Para que a conversa fluísse entre nós os três no lançamento, o João sugeriu algumas perguntas. A primeira foi se tinha resposta para a pergunta do título do livro. Sei que hoje as pessoas tidas por inteligentes dizem só querer fazer perguntas e não cometer a arrogância de oferecer respostas (escrevi um texto sobre o assunto aqui no Observador chamado “Por que não acredito assim tanto em perguntadores”), mas, sinceramente, acho que sim, que tenho uma resposta para a pergunta “o que é que estou aqui a fazer?” Porque tenho fé em Jesus, acredito que integro um circuito cósmico de glória que é dada a Deus, o criador disto tudo. Nada nesta glória é fácil, mas o que nela é custoso não anula a sua existência.

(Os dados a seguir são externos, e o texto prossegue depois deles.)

PR #2332, opened 2017-09-07
Add a girder-client console script

danlamanna:
> It was somewhat confusing that the package name on PyPI is
"girder-client" while the actual executable is girder-cli. This adds a
duplicate console script named girder-client, effectively aliasing
girder-client to girder-cli.

### DIFF
--- a/clients/python/setup.py
+++ b/clients/python/setup.py
@@ -60,7 +60,8 @@ setup(
     zip_safe=False,
     entry_points={
         'console_scripts': [
-            'girder-cli = girder_client.cli:main'
+            'girder-cli = girder_client.cli:main',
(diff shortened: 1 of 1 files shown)


danlamanna:
Unrelated, it seems like we may want to remove/replace the "Development Status :: 3 - Alpha" classifier with "Development Status :: 5 - Production/Stable".

danlamanna:
> Should we change the docs to use the new one? Should we deprecate the
> old one, or are we OK with just keeping both?

In an ideal world I would say deprecate girder-cli and keep
girder-client, but I'm not sure how to go about deprecating an entire
console script. Perhaps a warning on each command usage to stderr? Could
that potentially break any existing automation built with girder-cli?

Outra pergunta era se Jesus também tinha alguma prática de humorista e se havia mecanismos de comédia no evangelho. Sim, creio que há humor em Jesus. Basta lembrar uma passagem do Sermão do Monte que sempre me fez rir, quando o Senhor pergunta “qual dentre vós é o homem que, se porventura o filho lhe pedir pão, lhe dará pedra? Ou, se lhe pedir um peixe, lhe dará uma cobra? Ora, se vós, que sois maus, sabeis dar boas dádivas aos vossos filhos, quanto mais vosso Pai, que está nos céus, dará boas coisas aos que lhe pedirem?” Diria que é um humor com espaço para o absurdo, típico da velha pedagogia rabínica. Ainda assim, receio que parte do interesse que temos em encontrar humor na Bíblia se deva hoje a qualidades que já canonizámos em nós e que, num suposto gesto de simpatia, estendemos condescendentemente aos outros. Qualquer época o faz. Para mim que sou crente, melhor do que a Bíblia ser boa porque lhe acho humor, é a Bíblia ser boa independentemente do humor que lhe acho.

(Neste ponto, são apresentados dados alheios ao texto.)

PR #2334, opened 2017-09-08
Color banner setting in System Configuration

Pierre-Assemat:


brianhelba:
@Pierre-Assemat I'd like to review this before it's merged. Is it ready now, or still a WIP?

ronichoudhury:
@brianhelba I believe this is ready for review, so please go ahead.

I'll leave it to Pierre to remove the WIP tag.

ronichoudhury:
Actually there is one problem with CSS positioning for a button, but Pierre and I discussed the fix and I think he's going to apply that. It's a small fix, so you can wait until that shows up, or just review now.

girder/utility/webroot.mako
```diff
@@ -24,7 +24,8 @@
                 el: 'body',
                 parentView: null,
                 contactEmail: '${contactEmail | h}',
-                brandName: '${brandName | h}'
+                brandName: '${brandName | h}',
+                bannerColor: '${bannerColor}'
```
brianhelba: Changes in #2325 are causing merge conflicts now. Also, all edits to `webroot.mako` should now use the new conventions established by that PR.

girder/models/setting.py
```diff
@@ -171,6 +171,12 @@ def validateCoreBrandName(doc):
             raise ValidationException('The brand name may not be empty', 'value')
 
     @staticmethod
+    @setting_utilities.validator(SettingKey.BANNER_COLOR)
+    def validateCoreBannerColor(doc):
+        if not doc['value']:
```
brianhelba: We can probably do a better validation than just this. A regex would work well here.

clients/web/src/views/layout/HeaderView.js
```diff
@@ -40,7 +40,7 @@ var LayoutHeaderView = View.extend({
         this.$el.html(LayoutHeaderTemplate({
             brandName: this.brandName
         }));
-
+        this.$('.g-header-wrapper').css('background-color', this.bannerColor);
```
brianhelba: In my opinion, in order of priority, I think CSS information ought to be set:
1. In a stylesheeet
2. On an explicit `style="..."` attribute in the HTML
3. At runtime in Javascript

While 1 is not possible to do dynamically, we could do 2 by passing the value into the Pug template.

This isn't ideal, but IMO, it's a little better at maintaining the (content / style / behavior) distinction of (HTML / CSS / Javascript), and may make it slightly easier for a naive developer to notice where the header bar color is set dynamically. However, maybe other @girder/developers feel differently?

clients/web/src/views/body/SystemConfigurationView.js
```diff
@@ -65,7 +65,10 @@ var SystemConfigurationView = View.extend({
                 this.$('#g-settings-error-message').text(resp.responseJSON.message);
             }, this));
         },
-        'click #g-restart-server': restartServerPrompt
+        'click #g-restart-server': restartServerPrompt,
+        'click #g-core-banner-default-color': function (event) {
```
brianhelba: Since we're not using `event`, you can omit it. Javascript is fine with passing too many parameters (they are always available in the magic `arguments` variable) and not enough parameters (arguments default to `undefined` in the callee) into a function.

brianhelba: To be more specific, only traditional `function` functions have a magic `arguments` variable. Arrow `=>` functions do not. Both types of functions can still take too many or too few parameters.

girder/models/setting.py
Pierre-Assemat: Do you have an idea why this kind of verification doesn't work ? 

screenshot from 2017-09-11 11-01-44

jbeezley: You're throwing an error if the regex matches.  Try inverting the condition.

zachmullen: That regex should work for hex colors. Is there a reason we want to limit this to just hex? I could see an admin wanting to just type one of the named colors like "white".

Pierre-Assemat: Oh right ! Yes it's true, I will change that

brianhelba: @zachmullen When this widget is clicked, a color picker appears, which automatically fills in in hex values, and does not seem to allow the manual entry of non-hex color values. While it's technically possible to submit a color alias via an API call, I think it would simplify a lot of assumptions (maybe with security implications) if we just require hex colors to be used here.

girder/utility/webroot.mako
Pierre-Assemat: Yes of course, do you think the `bannerColor` need to be escape in the same way ?

girder/models/setting.py
Pierre-Assemat: screenshot from 2017-09-11 13-22-05

If we enter a string like "blue", "red", etc.. The color change and the string is converted to an hexadecimal value (Mozilla color picker)
So it doesn't raise an error even if we only check for hexadecimal value
Moreover I think the check of different color name will be such a pain and not very fundamental

clients/web/src/templates/layout/layoutHeader.pug
```diff
@@ -1,4 +1,4 @@
-.g-header-wrapper
+.g-header-wrapper(style='background-color:' + bannerColor)
```
brianhelba: Since you're setting `background-color` here, please remove it from [the Stylus file](https://github.com/girder/girder/blob/master/clients/web/src/stylesheets/layout/header.styl#L4).

clients/web/src/views/body/SystemConfigurationView.js
```diff
@@ -65,7 +65,10 @@ var SystemConfigurationView = View.extend({
                 this.$('#g-settings-error-message').text(resp.responseJSON.message);
             }, this));
         },
-        'click #g-restart-server': restartServerPrompt
+        'click #g-restart-server': restartServerPrompt,
+        'click #g-core-banner-default-color': function () {
+            this.$('#g-core-banner-color').attr('value', this.defaults['core.banner_color']);
```
brianhelba: Please check out [this helpful post](http://lucybain.com/blog/2014/attribute-vs-property/) on the distinction between an attribute and a property. If you needed to modify one of these directly, you'd want to use the [jQuery `.prop` method](http://api.jquery.com/prop/) method, since you'd be modifying a property of the DOM element, as opposed to an attribute of the HTML.

However, for `input` elements, jQuery helpfully provides [a `.val` mutator method](http://api.jquery.com/val/#val2). You should use that.

clients/web/src/stylesheets/body/systemConfig.styl
```diff
@@ -5,6 +5,18 @@
...
+  display block
+
+  #g-core-banner-color
+    display inline
+    max-width 15%
+
+  #g-core-banner-default-color
+    width 65px
+    display inline
+    vertical-align top
```
brianhelba: I don't see what this `vertical-align` is changing. Why is it here?

clients/web/src/stylesheets/body/systemConfig.styl
```diff
@@ -5,6 +5,18 @@
   .bootstrap-switch-handle-off
       word-wrap normal
 
+#g-core-banner-color-container
+  display block
```
brianhelba: `div` is a block element by definition. This doesn't need to be set explicitly.

clients/web/src/stylesheets/body/systemConfig.styl
```diff
@@ -5,6 +5,18 @@
...
+
+  #g-core-banner-color
+    display inline
+    max-width 15%
```
brianhelba: On larger displays, making this element a percentage of the overall viewport width looks strange:
image

Can you change it to use a fixed number of pixels instead? I'm fine if it continues to use either `max-width` or `width` (depending on whether you want to allow it to shrink or not).

brianhelba:
I'm also a little concerned that Girder's branding text will no longer be legible if a lighter color is used for the banner:
image

[This helpful post](https://stackoverflow.com/a/3943023) provides a compact formula for determining whether to set text (in this case, [the `color` property](https://github.com/girder/girder/blob/master/clients/web/src/stylesheets/layout/header.styl#L5)) to `#000000` or `#ffffff`. I'd suggest:
* dropping that logic (preferably, the latter W3C-compliant version) into the `LayoutHeaderView.render` method
* directly passing the ideal text color as another variable into `layoutHeader.pug`
* set `color` inline in `layoutHeader.pug` (in addition to `background-color`)
* remove the hardcoded `color` from the Stylus file

Please let me know if you need any clarification or help, or if you think this will take too long.

jcfr:
> directly passing the ideal text color as another variable into

:+1: 

Color pick could propose related pantone colors ... (look like there are few libraries on npm related to pantone.)

jeffbaumes:
@brianhelba @jcfr I feel those other color features could potentially be pushed to another issue/PR - does not seem critical to this PR.

If we want to support lighter banner colors, I would recommend putting both colors (foreground, background) in direct control of the user (nothing automatic). If anything, I would perhaps show a warning showing if the contrast is known to be too low ([this code](https://stackoverflow.com/a/9733420) could aid with that - contrast less than 3 could show a warning).

brianhelba:
@jeffbaumes If implementing the contrast feature delays this PR, I intend to defer it. The feature *should* just be a few lines of copy-pasted code, but I'll sync with @Pierre-Assemat on what the actual complexity looks like.

I would actually oppose the addition of a second "foreground color" setting. As currently architected, this would have to be another core setting (which currently require a significant amount of code to maintain), and it would have even more limited oppertunities for generalizability than the setting added by this PR.

brianhelba:
This LGTM!

@Pierre-Assemat I refactored `LayoutHeaderView._getTextColor` a bit to make it clearer.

O João questionou também se é possível construir um quadro de valores sólido fora da religião. É uma boa pergunta que, sinceramente, não me parece respondida de um modo satisfatório fora dos contornos da ficção. Todas as propostas de valores não-subjectivos além do reconhecimento da existência de Deus como a base de uma moral transcendente continuam a parecer-me insuficientes, intelectual e empiricamente. Não acho que as pessoas que não crêem em Deus não podem viver existências moralmente superiores às dos crentes e conheço até muitos casos assim. Mas essa capacidade existe por conta do Deus em quem não crêem e contra a falta de fé que nele declaram.

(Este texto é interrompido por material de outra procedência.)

PR #2335, opened 2017-09-09
Rest jobinfospec

dorukozturk:
This pr is for attaching jobInfoSpec to the remote jobs and for specifying a parent job on the girder end, if there is a parent specified on the celery end.


plugins/jobs/server/utils.py
```diff
@@ -0,0 +1,28 @@
...
+def jobInfoSpec(job, token=None, logPrint=True):
+    """
+    Build the jobInfo specification for a task to write status and log output
+    back to a Girder job.
+
+    :param job: The job document representing the worker task.
+    :type job: dict
+    :param token: The token to use. Creates a job token if not passed.
+    :type token: str or dict
+    :param logPrint: Whether standard output from the job should be
```
cjh1: show be printed?

cjh1: What about stderr?

cjh1: Sorry didn't see it was WIP

dorukozturk: It is totally fine. Actually after talking to @kotfic , we decided to go with an event based system. I will do some refactoring.

plugins/jobs/server/job_rest.py
```diff
@@ -81,8 +82,8 @@ def listJobs(self, userId, parentJob, types, statuses, limit, offset, sort):
         .param('title', '', required=True)
         .param('type', '', required=True)
         .modelParam('parentId', 'ID of the parent job.', model='job',
-                    plugin='jobs', level=AccessType.ADMIN,
-                    destName='parentJob', paramType='query', required=False)
+                    plugin='jobs', destName='parentJob',
+                    paramType='query', required=False, force=True)
```
cjh1: What does this force parameter do here?

plugins/worker/server/__init__.py
```diff
@@ -212,11 +212,33 @@ def validTransitions(event):
         event.preventDefault().addResponse(states)
 
 
+def attachParentJob(event):
+    """Attach parentJob before a model is saved."""
+    jobModel = ModelImporter.model('job', 'jobs')
+    job = event.info
+    try:
+        celeryParentTaskId = job['celeryParentTaskId']
+        parentJob = jobModel.findOne({'celeryTaskId': celeryParentTaskId})
```
cjh1: We should ensure a index on celeryTaskId

dorukozturk:
@cjh1 I changed the things you mentioned. Also added a test. PTALOneMoreTime?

O João perguntou ainda se faz bem aos crentes ouvir mais os ateus. Crente que é crente sabe que o melhor ateu que conhece é ele mesmo, porque não há fé que não seja testada pela dúvida e as dúvidas mais sinceras que um crente conhece não são as dos outros mas as suas. Esta é a ironia: quando ouço o cepticismo do Ricardo Araújo Pereira sinto que o meu é mais autêntico. Talvez seja por isso que vou afirmando que preciso mais de fé do que ele.